#### WHAT YOU HAVE TO DO
Bring together all lines from the listing below that contain the string "easy".

(GIVEN DATA Opens)

PR #7018, opened 2018-12-01
FDS+EVAC_Guide: Update FDS+EVAC_Guide.tex

godisreal:


mcgratta:
Thanks

tkorhon1:
Hi Kevin!

I made a GitHub project for the FDS+Evac Guide in my GitHub (tkorhon1):

https://github.com/tkorhon1/FDS-Evac-Guide

So, I will put there my V&V cases, LaTeX source, figures, etc. I thought that it might be
easier to make a separate Git repo for the FDS+Evac manual. This repo is going to be
quite much like "a work in progress" type one. There will not be automated scripts
that will produce figures from the V&V cases and similar stuff.

So, one could take the .tex file of the FDS+Evac manual away from the firemodels/fds/manuals
part and write there a readme file (or something like that) saying that the manual is
in an another GitHub place.

When I have some time, I try to update (make new ones) the "verification cases" in the
Verification/Evacuation directory. I will put there simple (and fast to run) test cases that
the evacuation stuff is running, which means that one gets "STOP: FDS completed successfully"
message, i.e., the calculation does not crash. I do not put there "real" verification cases, where
one should check that the evacuation things work as they should.

Wbr,
Timo

mcgratta:
Would you like to put the repo under firemodels, like fds, smv, out, etc? Or, Randy, do you want to limit the number of repos under firemodels? Maybe work the repo under your own GitHub account and at some point we can migrate it to firemodels.

godisreal:
Hi, Timo.  Thanks for creating the repo.  I do not have access to the VTT webpage.  So your new repo in Github offers an alternative way to reach your VTT examples of FDS+EVAC.  

I also agree with Kevin's suggestion.  There should be a proper way to merge new revisions into firemodel.  So it will be better if your VTT files are also uploaded to firemodel/fds. 
Best Regards
Peng WANG

tkorhon1:
Well, we could put the repo under firemodels in future. But for now, I have figures as binary files (most of them are pdf) and no instructions/script to make the figures automatically after the FDS+Evac runs.
I do have not anything against that FDS+Evac manual git is put in the Firemodels. 

So, I should do (some of them at least):

1) make .sh (well, I use bash shell scripts in our Linux cluster) script files that run the example and V&V cases (I have already scripts, but should edit them to be nice and easy to read etc.)

2) Put the .fds files where they should be (well, already in /tkorhon1/FDS-EVAC-Guide).

3) modify the .sh scripts that I use to make (some) post processing of the results.

4) Make the plotting of the figures automatic (e.g. gnuplot or Matlab). Now I use Excel, where
I have to copy the .csv file (and sometimes _evac.out file) information.

Points 1-3 should be done before the fds+evac manual repo could be put under Firemodels. Well, it could be put there earlier, but it would be very ugly (= no use to anybody except me). 

Well, it could be a good strategy to take the Firemodels/fds/Manuals/FDS_Evacuation_Guide directory away at some point (e.g., when there is a separate Firemodels/fds-evac-guide project or tkorhon1/fds-evac-guide is not so much "under construction"). And Firemodels/fds/Verification/Evacuation should be updated (by me). I should put there test cases to see, if the evacuation part is running or crashing. So, just to check if one gets "FDS completed successfully" => firebot runs easy to check. The actual verification cases are in the fds-evac-guide git part. Here I should usually see results in Smokeview to see, if the agents are doing things what they should do (and things show up in Smokeview as they should).

Wbr, Timo

rmcdermo:
@tkorhon1 I do not have any problem with adding Evac to firemodels organization.  The way we handle binary or other larger files is to store them in the fig or cad repos.  The idea here is that we are not going to worry about version control of these files.  If the repo ever gets too big, we will purge it and start over.  But the files are still publicly available.

If you want to be the only person with owner permissions on your repo, then keep it in tkhornon1.  Since firemodels is a NIST-blessed org, we have to maintain control of all the repos in that org.

tkorhon1:
Well, I do not need to be the only owner of evac manual repo. So, we could put it in firemodels. 
So, "firemodels/fig/evac" could be the place to put the pdf/png figures of the FDS+Evac manual.
And "firemodels/out/Evacuation" and some subdirectories, where I put the output files that
are needed to make the figures of the V&V cases.

firemodels/fds/Verification/Evacuation/  I put here just some inputs that check if the cases crash or not

firemodels/FDS-Evac-Guide  I put the manual LaTeX here etc (pdf/png figs are in fm/fig/evac). And I put here the example and V&V input files that are in the manual (and some shell scripts, .ssf .ini etc files).

mcgratta:
OK. We should be able to compile the FDS-Evac_Guide so long as we have updated all repos. We would not need to run any cases, unless those  cases are part of the standard FDS verification suite.

PR #7055, opened 2018-12-16
FDS+EVAC_Guide: Update Two Paragraphs

godisreal:
I suppose that evacuees are told to use emergency exits in fire drills so that they become familiar with these special exits for emergency use.  Please double check.  @tkorhon1


rmcdermo:
@tkorhon1 I thought you were setting up a separate repo for the Evac guide?

rmcdermo:
Feel free to reopen if that is not the case.  But I don't want a PR hanging around otherwise.  Thanks.

godisreal:
Is there a new repo yet?

tkorhon1:
Well, yes. I have a https://github.com/tkorhon1/FDS-Evac-Guide for the LaTeX source and pdf/png figures etc. But might be that I (and Peng) are not yet always remembering to use it. 

The idea (for now) is that we (Peng and I) use  https://github.com/tkorhon1/FDS-Evac-Guide to make updates to the FDS+Evac manual. And I, sometimes, update the LaTeX source in firemodels/fds/Manuals. So there should not be pending pull request then. I will commit new LaTeX source, merge it and confirm it.

At some point, there will be in firemodels/fig a subdirectory for evacuation manual and also in firemodels/out. And, perhaps, firemodels/fds-evac-guide, where are LaTeX source(s), V&V fds input files needed for manual, etc. So, then the firemodels/fds/Manuals/FDS_Evacuation_Guide directory could be removed. I.e, at some point we move tkorhon1/FDS_Evac-Guide => firemodels/.

When this move is going to be? Well, I first need to have some time to make the tkorhon1/FDS-Evac-Guide almost "ready" (= has the things needed to make the pdf from the LaTeX source and figs and has the V&V input files that are needed by the manual).

tkorhon1:
> 
> I suppose that evacuees are told to use emergency exits in fire drills so that they become familiar with these special exits for emergency use. Please double check. @tkorhon1

Yes, I read your changes. They are ok. In some parts of the world the evacuation drills are very common => emergency exit doors are known. In some parts of the world (e.g. Finland) evacuation drills are not common => emergency exit doors are not known and we have seen (we have been video recorded some drills some years ago) that the emergency exit doors are not used if there is an available "known, every day used door". Well, in schools drills are more frequent, but there also the doors used are usually known doors. The teachers guide the class rooms out in an orderly manner. I.e., the pupils go out and in like they do every hour: pupils spend their breaks (15 min break, 45 min lesson) at the school yard. This is very fast and effective. They have trained it in every day life for years and some 200 days per year and some 5-7 times per day.  So, in schools. almost all doors are used in everyday life.

PR #222, opened 2023-02-01
'Solution'

Oleksiy-Liubchenko:
Hi, in checklist after was "Make sure you don't push db files (files with .sqlite, .db3, etc. extension)". So I deleted my db file. I needed to do like this or to do something else?


ArsenPidhoretskyi (approved):
Looks good for me

PR #230, opened 2023-02-10
Solution

leetwinoff:


app/managers.py
```diff
@@ -0,0 +1,48 @@
...
+            last_name: str
+    ) -> None:
+        self._connection.execute(
+            f"INSERT INTO {self.table_name}"
+            " (first_name, last_name) VALUES (?, ?)",
+            (first_name, last_name)
+        )
+        self._connection.commit()
+
+    def all(self) -> None:
```
vasylhnatiuk, line 22: this function return list with data not None, it must be `def all(self) -> list[Actor]:`

vasylhnatiuk (changes requested):

Vasyl-Smutok (approved):
Well Done 👍

PR #239, opened 2023-02-19
solution

musakovskiy:


app/managers.py
```diff
@@ -0,0 +1,39 @@
...
+    def create(self, first_name: str, last_name: str):
+        self._connection.execute(
+            f'INSERT INTO {self.table_name} (first_name, last_name) VALUES (?)',
+            (first_name, last_name)
+        )
+        self._connection.commit()
+
+    def all(self):
+        actors_cursor = self._connection.execute(
+            f'SELECT id, first_name, last_name FROM {self.table_name}'
```
ArsenPidhoretskyi: Use select * 
Because when you change your actor class you also must to edit code here

app/models.py
```diff
@@ -0,0 +1,11 @@
...
+
+from app.managers import ActorManager
+
+
+@dataclass
+class Actor:
+    objects = ActorManager()
+    id: int
+    first_name: str
+    last_name: str
```
ArsenPidhoretskyi, line 11: Change order
```suggestion
    id: int
    first_name: str
    last_name: str
    
    objects = ActorManager()
```

ArsenPidhoretskyi (changes requested):

app/managers.py
```diff
@@ -0,0 +1,43 @@
...
+
+    def create(self, first_name: str, last_name: str) -> None:
+        self._connection.execute(
+            f"INSERT INTO {self.table_name}"
+            f"(first_name, last_name) VALUES (?)",
+            (first_name, last_name)
+        )
+        self._connection.commit()
+
+    def all(self) -> list:
```
olena-hul, line 19:
```suggestion
    def all(self) -> list[Actor]:
```

olena-hul (changes requested):

olena-hul (approved):

olena-hul:
Good job!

(GIVEN DATA Closes)

#### REPLY TO THE TASK
1) make .sh (well, I use bash shell scripts in our Linux cluster) script files that run the example and V&V cases (I have already scripts, but should edit them to be nice and easy to read etc.)
Well, it could be a good strategy to take the Firemodels/fds/Manuals/FDS_Evacuation_Guide directory away at some point (e.g., when there is a separate Firemodels/fds-evac-guide project or tkorhon1/fds-evac-guide is not so much "under construction"). And Firemodels/fds/Verification/Evacuation should be updated (by me). I should put there test cases to see, if the evacuation part is running or crashing. So, just to check if one gets "FDS completed successfully" => firebot runs easy to check. The actual verification cases are in the fds-evac-guide git part. Here I should usually see results in Smokeview to see, if the agents are doing things what they should do (and things show up in Smokeview as they should).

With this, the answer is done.